Multi-Provider LLM Client
I built an LLMClient class that acts as a universal adapter using the OpenAI SDK structure:
- Cerebras (Llama) — Primary, fast and free
- Gemini / OpenAI GPT-4 — Easy-to-swap alternatives via
settings.yaml - OpenRouter / NVIDIA — Additional fallbacks
Streaming & Function Calling
Nobody likes staring at a loading spinner.
- Streaming Response: Server-Sent Events (SSE). The FastAPI backend yields tokens as they generate, and a Cloudflare Worker proxies this stream to the React frontend. Sub-second time-to-first-token.
- Zero-Latency Suggestions: After each response, the system generates 2-3 follow-up questions using OpenAI-compatible function calling. This runs in parallel with the main text stream in a
ThreadPoolExecutor, so suggestion chips appear instantly when the answer finishes.
Chat History
Conversation context is managed client-side using localStorage (1-hour TTL). The last 5 exchanges are sent to the backend with each request, allowing the LLM to handle follow-up questions ("tell me more about that project") without a backend database for session state.
Decisions & Tradeoffs
Why Qdrant over Pinecone? I wanted to avoid per-vector pricing. Qdrant is open-source, runs in Docker, and supports the metadata filtering I needed.

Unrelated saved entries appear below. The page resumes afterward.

PR #931, opened 2017-01-13
Add Sheets v4 API discovery baseline

saicheems:


saicheems:
This will make it easier to see changes in the, adding optional params, CL

PR #2409, opened 2018-11-06
Discovery gapic CircleCI integration test (WIP)

andreamlin:


andreamlin:
We'll just use artman for now

PR #2412, opened 2018-11-07
CircleCI test for discogapic

andreamlin:
Run the gapic-generator jar on the Compute API Discovery doc to generate a client, and then test it.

Why sentence-transformers over OpenAI embeddings?
Cost and speed. Completely free, runs locally without network latency, and all-MiniLM-L6-v2 handles portfolio-scale semantic search well.
Why client-side history? Stateless backends are easier to scale. By keeping chat history in the visitor's browser, I eliminated the need for a session database, making the system GDPR-friendly by default.